▸ Task description
Identify and pull out each line of the entries in which "before" occurs.

Dataset entries section start

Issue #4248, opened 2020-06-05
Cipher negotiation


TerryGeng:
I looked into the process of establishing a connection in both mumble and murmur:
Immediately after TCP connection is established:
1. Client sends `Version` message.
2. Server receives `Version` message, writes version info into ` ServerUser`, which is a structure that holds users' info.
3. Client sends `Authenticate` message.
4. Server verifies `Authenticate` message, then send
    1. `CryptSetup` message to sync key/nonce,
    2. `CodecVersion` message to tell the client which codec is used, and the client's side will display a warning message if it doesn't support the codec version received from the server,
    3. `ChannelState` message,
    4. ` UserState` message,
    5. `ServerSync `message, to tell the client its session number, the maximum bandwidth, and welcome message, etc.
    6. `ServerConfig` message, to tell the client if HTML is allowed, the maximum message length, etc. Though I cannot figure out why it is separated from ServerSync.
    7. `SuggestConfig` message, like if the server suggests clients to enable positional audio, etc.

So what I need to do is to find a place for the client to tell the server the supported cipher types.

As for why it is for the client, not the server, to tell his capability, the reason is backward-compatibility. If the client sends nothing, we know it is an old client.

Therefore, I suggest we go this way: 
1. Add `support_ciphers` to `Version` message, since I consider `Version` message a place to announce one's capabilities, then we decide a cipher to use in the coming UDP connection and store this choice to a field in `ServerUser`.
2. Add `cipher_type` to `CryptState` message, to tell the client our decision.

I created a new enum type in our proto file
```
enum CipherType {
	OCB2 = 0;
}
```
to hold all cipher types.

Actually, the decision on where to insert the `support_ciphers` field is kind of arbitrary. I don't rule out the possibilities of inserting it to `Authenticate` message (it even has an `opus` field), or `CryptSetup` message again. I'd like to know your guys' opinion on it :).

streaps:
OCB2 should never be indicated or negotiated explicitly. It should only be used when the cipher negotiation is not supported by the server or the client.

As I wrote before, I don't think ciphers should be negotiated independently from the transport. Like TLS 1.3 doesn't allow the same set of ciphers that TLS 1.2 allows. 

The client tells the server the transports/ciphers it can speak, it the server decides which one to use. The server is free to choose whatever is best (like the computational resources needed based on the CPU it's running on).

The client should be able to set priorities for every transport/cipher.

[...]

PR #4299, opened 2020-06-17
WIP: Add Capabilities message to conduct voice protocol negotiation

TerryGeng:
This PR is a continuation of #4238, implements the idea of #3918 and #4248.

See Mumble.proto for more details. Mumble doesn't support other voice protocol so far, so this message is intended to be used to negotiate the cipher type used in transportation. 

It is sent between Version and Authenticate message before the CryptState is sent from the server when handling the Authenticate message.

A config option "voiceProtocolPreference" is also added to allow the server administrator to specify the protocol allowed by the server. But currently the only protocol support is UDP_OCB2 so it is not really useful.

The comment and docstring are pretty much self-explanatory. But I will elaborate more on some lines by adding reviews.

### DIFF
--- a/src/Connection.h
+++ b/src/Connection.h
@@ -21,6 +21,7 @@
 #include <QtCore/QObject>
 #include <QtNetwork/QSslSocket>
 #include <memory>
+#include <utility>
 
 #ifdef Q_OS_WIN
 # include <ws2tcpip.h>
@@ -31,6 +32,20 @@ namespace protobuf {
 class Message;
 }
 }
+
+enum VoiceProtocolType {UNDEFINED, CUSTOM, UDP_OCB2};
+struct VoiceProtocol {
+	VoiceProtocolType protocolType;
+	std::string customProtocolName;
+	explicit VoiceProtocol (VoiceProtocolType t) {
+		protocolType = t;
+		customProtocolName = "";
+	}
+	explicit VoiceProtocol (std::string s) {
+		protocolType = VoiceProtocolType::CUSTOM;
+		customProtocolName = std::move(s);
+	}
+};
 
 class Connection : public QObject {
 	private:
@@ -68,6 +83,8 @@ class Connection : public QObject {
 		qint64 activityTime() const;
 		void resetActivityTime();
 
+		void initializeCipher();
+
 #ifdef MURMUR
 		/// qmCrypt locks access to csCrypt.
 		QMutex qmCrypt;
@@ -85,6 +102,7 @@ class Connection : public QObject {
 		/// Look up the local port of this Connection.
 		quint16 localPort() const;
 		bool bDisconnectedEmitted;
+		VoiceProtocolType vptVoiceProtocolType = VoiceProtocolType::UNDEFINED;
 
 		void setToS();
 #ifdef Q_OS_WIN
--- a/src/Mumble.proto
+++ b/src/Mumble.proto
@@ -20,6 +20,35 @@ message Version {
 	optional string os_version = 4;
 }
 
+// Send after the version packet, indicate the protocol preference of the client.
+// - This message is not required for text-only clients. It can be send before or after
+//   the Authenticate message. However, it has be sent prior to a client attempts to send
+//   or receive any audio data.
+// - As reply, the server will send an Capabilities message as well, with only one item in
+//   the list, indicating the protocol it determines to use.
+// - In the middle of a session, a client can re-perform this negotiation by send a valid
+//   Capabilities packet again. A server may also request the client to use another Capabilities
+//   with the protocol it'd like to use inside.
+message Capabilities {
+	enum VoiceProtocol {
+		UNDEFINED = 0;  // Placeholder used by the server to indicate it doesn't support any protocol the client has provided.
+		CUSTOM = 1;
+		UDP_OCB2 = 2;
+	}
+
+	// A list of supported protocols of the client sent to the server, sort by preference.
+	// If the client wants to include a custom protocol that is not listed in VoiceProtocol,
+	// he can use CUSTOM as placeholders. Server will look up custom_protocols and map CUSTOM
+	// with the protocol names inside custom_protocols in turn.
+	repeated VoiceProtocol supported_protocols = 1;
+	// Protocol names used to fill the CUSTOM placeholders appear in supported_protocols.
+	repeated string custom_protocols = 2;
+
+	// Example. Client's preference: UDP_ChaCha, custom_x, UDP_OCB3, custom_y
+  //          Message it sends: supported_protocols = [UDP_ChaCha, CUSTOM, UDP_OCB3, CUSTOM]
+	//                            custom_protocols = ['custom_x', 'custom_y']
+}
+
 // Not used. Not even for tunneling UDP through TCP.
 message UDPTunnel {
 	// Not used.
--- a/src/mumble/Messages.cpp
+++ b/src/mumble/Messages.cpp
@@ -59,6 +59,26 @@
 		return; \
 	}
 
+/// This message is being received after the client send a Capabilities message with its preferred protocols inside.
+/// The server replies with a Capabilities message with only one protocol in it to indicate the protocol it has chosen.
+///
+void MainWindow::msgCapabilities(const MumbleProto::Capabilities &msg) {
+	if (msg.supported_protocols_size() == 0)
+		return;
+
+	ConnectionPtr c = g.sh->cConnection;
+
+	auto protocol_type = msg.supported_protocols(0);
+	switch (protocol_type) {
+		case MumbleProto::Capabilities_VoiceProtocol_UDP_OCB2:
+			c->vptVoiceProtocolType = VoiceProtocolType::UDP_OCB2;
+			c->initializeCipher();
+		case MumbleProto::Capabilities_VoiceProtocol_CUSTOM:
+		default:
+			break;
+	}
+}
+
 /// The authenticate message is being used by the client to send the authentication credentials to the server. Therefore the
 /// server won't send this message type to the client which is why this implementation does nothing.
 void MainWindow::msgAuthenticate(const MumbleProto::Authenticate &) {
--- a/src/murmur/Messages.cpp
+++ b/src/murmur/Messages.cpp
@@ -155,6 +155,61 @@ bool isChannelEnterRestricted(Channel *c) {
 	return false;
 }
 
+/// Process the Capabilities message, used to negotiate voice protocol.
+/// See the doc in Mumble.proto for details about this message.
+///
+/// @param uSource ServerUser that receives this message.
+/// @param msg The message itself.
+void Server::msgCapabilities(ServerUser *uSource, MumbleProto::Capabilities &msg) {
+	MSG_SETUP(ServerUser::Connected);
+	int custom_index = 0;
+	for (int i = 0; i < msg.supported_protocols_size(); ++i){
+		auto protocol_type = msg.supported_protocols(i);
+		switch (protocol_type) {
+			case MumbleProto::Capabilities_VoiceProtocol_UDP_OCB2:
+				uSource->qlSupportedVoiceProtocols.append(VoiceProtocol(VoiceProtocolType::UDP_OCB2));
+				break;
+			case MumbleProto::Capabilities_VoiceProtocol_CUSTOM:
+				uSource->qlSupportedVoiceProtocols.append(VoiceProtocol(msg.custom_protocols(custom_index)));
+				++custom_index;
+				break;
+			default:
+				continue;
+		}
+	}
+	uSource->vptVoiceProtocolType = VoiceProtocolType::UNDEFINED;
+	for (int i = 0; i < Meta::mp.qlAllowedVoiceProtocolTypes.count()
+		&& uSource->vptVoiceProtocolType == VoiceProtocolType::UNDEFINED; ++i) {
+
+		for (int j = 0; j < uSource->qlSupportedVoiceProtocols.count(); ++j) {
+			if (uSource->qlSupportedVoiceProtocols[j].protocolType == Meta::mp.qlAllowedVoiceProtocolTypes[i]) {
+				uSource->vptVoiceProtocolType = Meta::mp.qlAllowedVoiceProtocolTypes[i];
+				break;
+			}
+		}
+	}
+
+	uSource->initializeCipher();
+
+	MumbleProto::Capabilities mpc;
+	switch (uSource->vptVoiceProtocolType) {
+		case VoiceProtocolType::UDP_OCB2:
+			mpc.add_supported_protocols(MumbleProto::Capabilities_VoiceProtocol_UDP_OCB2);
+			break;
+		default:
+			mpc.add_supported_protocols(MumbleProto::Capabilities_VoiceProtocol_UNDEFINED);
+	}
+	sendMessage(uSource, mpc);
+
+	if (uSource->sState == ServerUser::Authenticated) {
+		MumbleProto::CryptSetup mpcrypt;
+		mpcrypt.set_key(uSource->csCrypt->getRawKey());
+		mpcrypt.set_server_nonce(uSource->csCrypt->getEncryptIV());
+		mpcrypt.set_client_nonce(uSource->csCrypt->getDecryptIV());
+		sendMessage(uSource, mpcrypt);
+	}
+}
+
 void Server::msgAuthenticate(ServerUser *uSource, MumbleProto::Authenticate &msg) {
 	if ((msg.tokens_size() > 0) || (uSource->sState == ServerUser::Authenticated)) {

Dataset entries section end

▸ Task response
As I wrote before, I don't think ciphers should be negotiated independently from the transport. Like TLS 1.3 doesn't allow the same set of ciphers that TLS 1.2 allows. 
It is sent between Version and Authenticate message before the CryptState is sent from the server when handling the Authenticate message.
+// - This message is not required for text-only clients. It can be send before or after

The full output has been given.